PaigeMiller · Posted 12-06-2019 03:44 PM

First, please consider the option of leaving everything in one large data set, and then any analyses you want to do can be performed by using BY statements, and then you don't even have to know how many groups there are. This is a much simpler option, that requires much less programming, than splitting up the data and then writing code to handle each of the split data sets.

--
Paige Miller

mhoward2 · Posted 12-06-2019 03:49 PM

I appreciate the advice as I am still a novice at this but it needs to split out as it is the end product for multiple reports going out to different people!

PaigeMiller · Posted 12-06-2019 03:55 PM

@mhoward2 wrote:
I appreciate the advice as I am still a novice at this but it needs to split out as it is the end product for multiple reports going out to different people!

No, you don't need to split the data out the way you have planned.

If you are creating tables or reports, then for example if you are going to use PROC EXPORT, this works with a single data set, no splitting needed

proc export data=have(where=(color='Green')) outfile='green.xlsx';
run;

proc export data=have(where=(color='Yellow')) outfile='yellow.xlsx';
run;

But that's still a lot of manual typing, a macro would work without splitting the data set.

%macro dothis;
    proc sql noprint;
        select distinct color into :colors separated by ' ' from have;
    quit;
    %do i=1 %to %sysfunc(countw(&colors));
    %let thiscolor=%scan(&colors,&i,%str( ));
    proc export data=have(where=(color="&thiscolor")) outfile="&thiscolor..xlsx";
    run;
    %end;
%mend;
%dothis

The conclusion that you need to split the data set is not warranted, and splitting is just extra work.

--
Paige Miller

mhoward2 · Posted 12-06-2019 04:39 PM

the Tables are inserted into excel via VBA and reports are created in excel with VBA from them.
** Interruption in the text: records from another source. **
PR #501, opened 2016-02-03
Remove unused suppress warning annotations

### LINKED ISSUE #498: Unnecessary @SuppressWarnings java warnings after upgrade
After upgrading to version 0.4.18 we've started receiving a load of Java warnings like so:

Unnecessary @SuppressWarnings("unchecked")

ctrimble:
This PR adds an integration test to detect compilation warnings in the source files generated by the project.  Warnings being produced by the includeDynamicAccessors feature have also been resolved.

__Note__: there is currently a bug with the Eclipse compiler that causes it to report suppressed warnings.  In those cases, the warnings being suppressed have been allowed.

Fixes #498

### DIFF
--- a/jsonschema2pojo-integration-tests/src/test/java/org/jsonschema2pojo/integration/CompilerWarningIT.java
+++ b/jsonschema2pojo-integration-tests/src/test/java/org/jsonschema2pojo/integration/CompilerWarningIT.java
@@ -1,0 +1,129 @@
+/**
+ * Copyright ¬© 2010-2014 Nokia
+ *
+ * Licensed under the Apache License, Version 2.0 (the "License");
+ * you may not use this file except in compliance with the License.
+ * You may obtain a copy of the License at
+ *
+ *      http://www.apache.org/licenses/LICENSE-2.0
+ *
+ * Unless required by applicable law or agreed to in writing, software
+ * distributed under the License is distributed on an "AS IS" BASIS,
+ * WITHOUT WARRANTIES OR CONDITIONS OF ANY KIND, either express or implied.
+ * See the License for the specific language governing permissions and
+ * limitations under the License.
+ */
+
+package org.jsonschema2pojo.integration;
+
+import java.io.File;
+import java.util.ArrayList;
+import java.util.Arrays;
+import java.util.Collection;
+import java.util.List;
+import java.util.Locale;
+import java.util.Map;
+
+import org.apache.commons.io.output.NullWriter;
+import org.hamcrest.FeatureMatcher;
+import org.hamcrest.Matcher;
+import org.hamcrest.Matchers;
+import org.jsonschema2pojo.integration.util.Compiler;
+import org.jsonschema2pojo.integration.util.Jsonschema2PojoRule;
+import org.junit.Rule;
+import org.junit.Test;
+import org.junit.runner.RunWith;
+import org.junit.runners.Parameterized;
+import org.junit.runners.Parameterized.Parameters;
+
+import javax.tools.Diagnostic;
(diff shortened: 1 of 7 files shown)


jsonschema2pojo-integration-tests/src/test/java/org/jsonschema2pojo/integration/CompilerWarningIT.java
```diff
@@ -0,0 +1,128 @@
...
+
+  public static Matcher<Iterable<Diagnostic<? extends JavaFileObject>>> onlyCastExceptions() {
+    return Matchers.everyItem(hasMessage(containsString("Type safety: Unchecked cast from")));
+  }
+
+  public static Matcher<Diagnostic<? extends JavaFileObject>> hasMessage( Matcher<String> messageMatcher ) {
+    return new FeatureMatcher<Diagnostic<? extends JavaFileObject>, String>(messageMatcher, "message", "message") {
+      @Override
+      protected String featureValueOf(Diagnostic<? extends JavaFileObject> actual) {
+        return actual.getMessage(Locale.getDefault());
```
ctrimble: This is probably broken.  It could cause the project to test differently in different locales.

ctrimble:
@joelittlejohn I have found one potential problem with this change.  Do you have any notes before I do a round of updates?

jsonschema2pojo-integration-tests/src/test/java/org/jsonschema2pojo/integration/DynamicPropertiesIT.java
```diff
@@ -229,7 +229,7 @@ public void setDeclaredPropertyTest(Map<String, Object> config, String schemaLoc
             throw e.getCause();
         }
 
-        assertThat("set$ for field " + fieldName + " of type " + fieldType + " works.",
+        assertThat("set for field " + fieldName + " of type " + fieldType + " works.",
```
ctrimble: This change is just cleanup.  I will move it to master.

joelittlejohn:
@ctrimble I think it would be good to split the fix for #498 into its own PR.

If you're struggling to get this to work well (cross-platform) then I must admit, this seems like a lot of tricky work for not much gain. I realise the risk of compiler warnings is always there, but its very low and doesn't have severe consequences. If you find this is proving hard to implement in a fast and portable way, then I'm happy to just fix #498 and move on.

ctrimble:
I am not struggling at all with this.  If you checkout the commit with the test, it shows the problems found in #498.  Moving to the head of the PR shows that the issue is resolved.  I wish the Eclipse compiler would respect those @ SuppressWarnings annotations when used through the tooling API, but at least the unused warnings are being generated.

If you think that the testing changes make the test suite worse, I would be happy to make changes, or just drop the test all together.  Otherwise, I think this is complete.

joelittlejohn:
Ah sorry, maybe I misinterpreted one of your comments in the source code. I got the impression that this was proving difficult to implement. I'm happy to merge this if it's ready to go in.

One thing that I couldn't quite work out from your changes, what's the reason for introducing the CompilerSupplier and passing this, instead of simply passing a JavaCompiler? Would it be possible to simply have `systemJavaCompiler()` and `eclipseCompiler()` return the JavaCompiler?

ctrimble:
Honestly, I am so used to the Supplier<T> interface now, that was more just habit than anything else.  The code would probably be clearer without that level of indirection.  I will take it out.

ctrimble:
CompilerSupplier has been removed.

ctrimble:
This is ready to merge.

joelittlejohn:
:+1:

I don't want them to be exported to an excel workbook. I want them to be on the SAS server so my excel template can use VBA to go grab them depending on which table is needed. Does that make sense or am I missing something here?

PeterClemmensen · Posted 12-06-2019 03:44 PM

Here is one way

data have;
input color $ val;
datalines;
Green 5
Green 8
Green 3
Green 1
Green 10
Yellow 9
Yellow 2
Yellow 6
Yellow 8
Yellow 12
Yellow 5
Yellow 8
Purple 5
Purple 2
Purple 6
;

data _null_;
   if _n_=1 then do;                                
      declare hash h(multidata:'y'); 
      h.definekey('color');                                     
      h.definedata('color', 'val');                                    
      h.definedone();                                           
   end;
   do until(last.color);                                     
      set have;                                             
      by color notsorted;
      h.add();                                                  
   end;
   h.output(dataset:color);                                   
   h.clear();                                                   
run;

The DATA to DATA Step Macro
Blog: SASnrd

mhoward2 · Posted 12-06-2019 03:53 PM

This is great! How would I go about selecting all columns in the "h.definedata('Color', 'val');" statement? the table has like 20 column. would I have to list all column headers there? Thanks again!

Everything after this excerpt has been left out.